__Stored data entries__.
PR #1444, opened 2015-03-28
Added composer.json

royopa:


jzaefferer:
Why?

royopa:
@jzaefferer Composer is a dependency manager for PHP language. Adding the composer,json enable install the jquery-validation with Composer.
More info here: https://getcomposer.org/ and here: https://packagist.org

jzaefferer:
Sorry for being uncooperative, but I don't want to maintain more files like this. The same information is available via the existing `package.json`.

PR #1453, opened 2015-04-09
messages_ge.js added Georgian Language

tatocaster:
added Georgian (ქართული) language translations for messages


jzaefferer:
Thanks!

PR #1461, opened 2015-04-16
Additional validation `time` : the hour part can to be only one digit

Fridus:


jzaefferer:
Thanks! I've added an assertion to the unit tests and updated the commit message.

PR #1470, opened 2015-04-27
Cast NaN value attributes to undefined for Opera Mini

marek-saji:
Opera Mini failed to validate fields with no `minlength` attribute specified producing error messages such as:

> Please enter at least NaN characters.

Setting `NaN` values to `undefined` fixes the problem.


jzaefferer:
Thanks!

PR #1474, opened 2015-04-30
Descendants of a disabled fieldset are not ignored

weitzhandler:
Hi,

Change in [line 553](https://github.com/jzaefferer/jquery-validation/blob/master/src/core.js#L553):

Substituted `[disabled]` with `:disabled`, this is crucial, because `[disabled]` doesn't affect fields that are under a disabled `fieldset`.

Currently the embedded input bellow is being validated, because it doesn't fulfil `[disabled]`.
It does however return `true` for `$('#disabled').is(':disabled')`, hence the reason of my change.

    <fieldset disabled="disabled">
      <input id="disabled" type="text" />
    </fieldset>

And as a workaround, until this issue is fixed, `ignore: ":hidden, fieldset[disabled] *"` can be used.

### DIFF
--- a/src/core.js
+++ b/src/core.js
@@ -550,7 +550,7 @@ $.extend( $.validator, {
 			// select all valid inputs inside the form (no submit or reset buttons)
 			return $( this.currentForm )
 			.find( "input, select, textarea" )
-			.not( ":submit, :reset, :image, [disabled]" )
+			.not( ":submit, :reset, :image, :disabled" )
 			.not( this.settings.ignore )
 			.filter( function() {
 				if ( !this.name && validator.settings.debug && window.console ) {


jzaefferer:
Thanks! I've replaced the commit message, but otherwise landed your change as-is.

weitzhandler:
@jzaefferer 
>I've replaced the commit message, but otherwise landed your change as-is.

Didn't really understand what you mean by that, is the bug gonna fixed or not?

staabm:
@weitzhandler it landed on master (and therefore is fixed in the next release)

see https://github.com/jzaefferer/jquery-validation/commit/f37c2d8131ca0e3c2af0093f6fd9d2c40c282663

would be great if you could also add a unit test which reproduces the initial issue (as a separate PR)

weitzhandler:
I will add unit tests.
I was just wondering why it says
>Closed with unmerged commits
This pull request is closed, but the weitzhandler:patch-1 branch has unmerged commits.

jzaefferer:
I rebased your commits on top of other changes in master. That avoids merge commits, while the commit itself still references this PR through the `Closes ...` line.

PR #1475, opened 2015-05-01
Fix Finnish translation

Pietu1998:
The current Finnish translations are partially wrong and partially clumsy. This change should improve them. Finnish is really a hard language to equivalently and clearly translate some strings to.


jzaefferer:
Thanks!

PR #1484, opened 2015-05-14
Add a copy of the MIT license

Calinou:
It is good practice to add a copy of the license to the repository.


jzaefferer:
Thanks! I've updated it to remove the year, since that is unnecessary and annoying to update each year (following the lead of the jQuery Foundation here, where the same change was made).

PR #1489, opened 2015-05-26
Package: Adding build script to npm package.json

chuym:
Adding build script to package.json, this way when the package is imported through npm, it is ready to use.


jzaefferer:
Thanks for the contribution. The problem being addressed here was already fixed by adding the `files` property. The next release will have the necessary files published to npm.

PR #1490, opened 2015-05-27
cancel and formnovalidate attributes do not work for buttons with inner elements

javcz:
A common scenario <button type="submit" class="cancel"><span class="maybesymbolfont">x</span><button> will not work as expected, validation does not get cancelled. Proposed fix searches for the appropriate target when the inner element is clicked

### DIFF
--- a/src/core.js
+++ b/src/core.js
@@ -24,17 +24,24 @@ $.extend($.fn, {
 
 		if ( validator.settings.onsubmit ) {
 
-			this.validateDelegate( ":submit", "click", function( event ) {
+			this.validateDelegate( ":submit, :submit *", "click", function( event ) {
 				if ( validator.settings.submitHandler ) {
 					validator.submitButton = event.target;
 				}
+				
+				// locate the actual "action" element
+				var actionTarget = $(event.target);
+				if(!actionTarget.is(":submit")) {
+				    actionTarget = actionTarget.closest(":submit");
+				}
+				
 				// allow suppressing validation by adding a cancel class to the submit button
-				if ( $( event.target ).hasClass( "cancel" ) ) {
+				if ( actionTarget.hasClass( "cancel" ) ) {
 					validator.cancelSubmit = true;
 				}
 
 				// allow suppressing validation by adding the html5 formnovalidate attribute to the submit button
-				if ( $( event.target ).attr( "formnovalidate" ) !== undefined ) {
+				if ( actionTarget.attr( "formnovalidate" ) !== undefined ) {
 					validator.cancelSubmit = true;
 				}
 			});
--- a/src/core.js
+++ b/src/core.js
@@ -28,13 +28,13 @@ $.extend($.fn, {
 				if ( validator.settings.submitHandler ) {
 					validator.submitButton = event.target;
 				}
-				
+
 				// locate the actual "action" element
 				var actionTarget = $(event.target);
 				if ( !actionTarget.is( ":submit" ) ) {
 				    actionTarget = actionTarget.closest(":submit");
 				}
-				
+
 				// allow suppressing validation by adding a cancel class to the submit button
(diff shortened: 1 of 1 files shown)


javcz:
Oops, forgot to add in the original comment. I only was able to reproduce this behavior in the Chrome browser. Only Chrome has in the event.target property set to the inner button element when listened for the click on form. Other tested browsers (Firefox, IE11) have the event.target set to the button itself and the problem does not show there.

javcz:
jsbin demonstrating the bug: http://output.jsbin.com/pagutolovo/10 

The second button should not trigger the validation, however if you click the blue text on the button (make sure you hit the glyphs, not the button face), the validation will run. Chrome only (from what I have tested)

javcz:
Sorry guys, I found too late this is a duplicate to https://github.com/jzaefferer/jquery-validation/issues/1370, just a slightly different solution of the problem

src/core.js
```diff
@@ -24,17 +24,24 @@ $.extend($.fn, {
...
 		if ( validator.settings.onsubmit ) {
 
-			this.validateDelegate( ":submit", "click", function( event ) {
+			this.validateDelegate( ":submit, :submit *", "click", function( event ) {
 				if ( validator.settings.submitHandler ) {
 					validator.submitButton = event.target;
 				}
+
+				// locate the actual "action" element
+				var actionTarget = $(event.target);
```
staabm: couldn't we just check wheter `event.target` is of type input, and if not, `find` for the input starting from `event.target`?

staabm:
please integrate the unit test of https://github.com/jzaefferer/jquery-validation/pull/1392/files to make sure you are actually fixing the issue and we wont regress.

src/core.js
javcz: I think this is exactly what the code does. With the extension in must not limit the test to input only and needs to work for `<button type=”submit”>` also. Basically exactly what :submit selector test does. This solution (=use the :submit selector) seems cleaner and more readable to me. Moreover at this point there is no need to worry about the performance.
As for the performance I did not measure the impact of the validateDelegate compound selector, that one I would suspect first.
Just my opinion, if I’m missing anything, please, let me know.

staabm: Right, but I want to achieve it in a different way as implemented currently. Instead of binding to `:submit *` we should do a find only when event.target doesnt work.

This would help because only chrome needs to pay for this edge case, not all browsers

staabm: Hmmm after re-reading it looks like everything is in place.

Please just add the unit test

javcz: OK, understand, that makes sense but it implies the other solution described in the issue-1370 … getting rid of the validateDelegate, which now filters out the click events coming from the inner elements. That solution would be more efficient however (and a bigger change in the current code)

javcz: oops, soory, I have missed your previous reply ... ignore the post above ....

javcz:
Hmm, sorry, I’m lost now. The PR-1392 seems to me to primary focus a quite different topic (clean removing of the validator from DOM) and it “by the way” replaces the `validateDelegate` by `on` event binding, which I believe solves the Webkit problem in a natural way (as the click event will bubble form the inner element and the handler will be invoked when reaching the parent :submit level – something what will not happen in the current implementation). 
Just this solution is a bigger change to the current code and I understood that is the reason why you prefer to keep the `validateDelegate`. Once you plan to pull PR-1392 the change I have proposed is not needed anymore. Where exactly would you like me to add the unit test method? 
I’m a total newbie in contributing to open projects, sorry for silly questions …

staabm:
Lets hold on a bit and see what jzaeffer responds in the alternative PR. Thanks for your contribution.

jzaefferer:
Due to recent changes, switching from custom delegation to using `.on`, this became much easier to fix.

Issue #1491, opened 2015-05-30
Rule 'remote' complete response data basically unusable


rain01:
The issue is that right now only valid response for remote is true and false.
That leaves [remote 'complete' function](http://stackoverflow.com/a/16214487/1537657) almost useless. 
For example if I want to do this, it fails:
```javascript
$('#my_form').validate({
    onkeyup: false,
    rules: {
        username: {
            remote: {
                url: '/validate/',
                complete: function(resp, status){
                    if (status == 'success') {
                        var data = $.parseJSON(resp.responseText);
                        if (typeof data === 'object' && 'avatar' in data)  {
                            $('#avatar').attr('src', data['avatar']);
                        }
                        else {
                            $('#avatar').attr('src', 'default.png');
                        }
                    }
                }
            }
        }
    },
    messages: {
        username: {
            remote: 'This user does not exist.'
        }
    }
});
```
It fails because I can only send true or false from server.

I would love to see it more useful if I could send more data from server for the 'complete' function to use.
For example sending JSON from server:
```javascript
{
    valid: true,
    whatever_else_I_want: 'here is my data'
}
```
Where valid acts the way it acts right now validating if form is valid or not and with rest of the data you can do what ever you want in the 'complete' function making it much more useful.

PS: I could not find any documentation about remote 'complete' function so I posted stackoverflow link.

jzaefferer:
Have you tried using the `dataFilter` option from [$.ajax](http://api.jquery.com/jQuery.ajax/)?

> A function to be used to handle the raw response data of XMLHttpRequest. This is a pre-filtering function to sanitize the response. You should return the sanitized data. The function accepts two arguments: The raw data returned from the server and the 'dataType' parameter.

rain01:
I have but I couldn't figure it out how to use it for the life of me. I returned the response but couldn't figure out where it was sent since it never got to complete... complete still gave the same response.

jzaefferer:
Can you share what you came up with?

rain01:
I tried all kinds of different stuff but since it didn't work I deleted it. I'll add how I thought it should work.

```
username: {
    remote: {
        url: '/validate/',
        dataFilter: function(data, type) {
            // data = 'does not matter what I give from server'
            return true; // sending to complete
        },
        complete: function(resp, status) {
            // resp.responseText = 'does not matter what I give from server'... but I expect TRUE (from dataFilter)
            console.log(resp.responseText);
        }
    }
}
```

[...]

PR #1493, opened 2015-05-30
Feature: Make remote complete function more useful

rain01:
Added an option to remote rule to send more data from server than just valid status and error message.

This feature is backwards compatible, meaning everything will still work without changing your code but now you could make it more advanced if your server response is this...

Server json response:
```javascript
{
    valid: true,
    whatever: 'my random data'
}
```

Feature request #1491

### DIFF
--- a/src/core.js
+++ b/src/core.js
@@ -1299,6 +1299,9 @@ $.extend( $.validator, {
 				data: data,
 				context: validator.currentForm,
 				success: function( response ) {
+					if (typeof response === 'object' && 'valid' in response) {
+						response = response['valid'] === true || response['valid'] === "true";
+					}
 					var valid = response === true || response === "true",
 						errors, message, submitted;
 


staabm:
This doesn't look like the way to go. We should not dictate the strutcture of the JSON required.

Maybe we should add a callback instead which can decide - using `return true/false` - whether the returned response was "valid"?

jzaefferer:
I agree that this format is too specific. A callback would be more flexible. There's also the relate PR #1353. I don't have an answer yet.

rain01:
@staabm JSON is not required but optional... you can still return true\false or str but when you return JSON you can add more data to it.

Adding a callback would be a different feature, probably wouldn't satisfy #1491 and it would be much more complicated.

staabm:
> Adding a callback would be a different feature, probably wouldn't satisfy #1491 and it would be much more complicated.

why wouldn't this satisfiy the ticket?
you would have a callback for the response (implemented in your app, instead of the lib) which checks the JSON response and returns `true/false` whenever the JSON contains a `valid: true/false` property ?

rain01:
> your logic atm dictates how the json is interpreted.

That's how JSON is... have to interpret it some way... no?

> One issue with your approach is e.g. when someone returns a object with a property named valid the interpretation would be completly different, after your change would land in the library. 

Right now if you return an object, it would do nothing doesn't matter if there is 'valid' or not in there... that's why I added the new feature where you could return an object.

> Additionally this renders to be a BC break.

How would it be BC break? You can still do everything you do now returning bool or str and it would work the same way... only when you return JSON you have new options as oppose to not doing anything.

>why wouldn't this satisfiy the ticket?
you would have a callback for the response (implemented in your app, instead of the lib) which checks the JSON response and returns true/false whenever the JSON contains a valid: true/false property?

Maybe I don't understand how you would do that but isn't remote's "complete" already a callback? Where would you put that callback in #1491 situation?

If the callback is the answer then can someone do it or show how it's done?

jzaefferer:
This isn't a good enough solution. I've also commented on the underlying issue.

__Task to complete__. What you retype should run from the first line of the entries above through the line containing "Currently the embedded", exactly and in full.

__Solution for this problem__.
PR #1444, opened 2015-03-28
Added composer.json

royopa:


jzaefferer:
Why?

royopa:
@jzaefferer Composer is a dependency manager for PHP language. Adding the composer,json enable install the jquery-validation with Composer.
More info here: https://getcomposer.org/ and here: https://packagist.org

jzaefferer:
Sorry for being uncooperative, but I don't want to maintain more files like this. The same information is available via the existing `package.json`.

PR #1453, opened 2015-04-09
messages_ge.js added Georgian Language

tatocaster:
added Georgian (ქართული) language translations for messages


jzaefferer:
Thanks!

PR #1461, opened 2015-04-16
Additional validation `time` : the hour part can to be only one digit

Fridus:


jzaefferer:
Thanks! I've added an assertion to the unit tests and updated the commit message.

PR #1470, opened 2015-04-27
Cast NaN value attributes to undefined for Opera Mini

marek-saji:
Opera Mini failed to validate fields with no `minlength` attribute specified producing error messages such as:

> Please enter at least NaN characters.

Setting `NaN` values to `undefined` fixes the problem.


jzaefferer:
Thanks!

PR #1474, opened 2015-04-30
Descendants of a disabled fieldset are not ignored

weitzhandler:
Hi,

Change in [line 553](https://github.com/jzaefferer/jquery-validation/blob/master/src/core.js#L553):

Substituted `[disabled]` with `:disabled`, this is crucial, because `[disabled]` doesn't affect fields that are under a disabled `fieldset`.

Currently the embedded input bellow is being validated, because it doesn't fulfil `[disabled]`.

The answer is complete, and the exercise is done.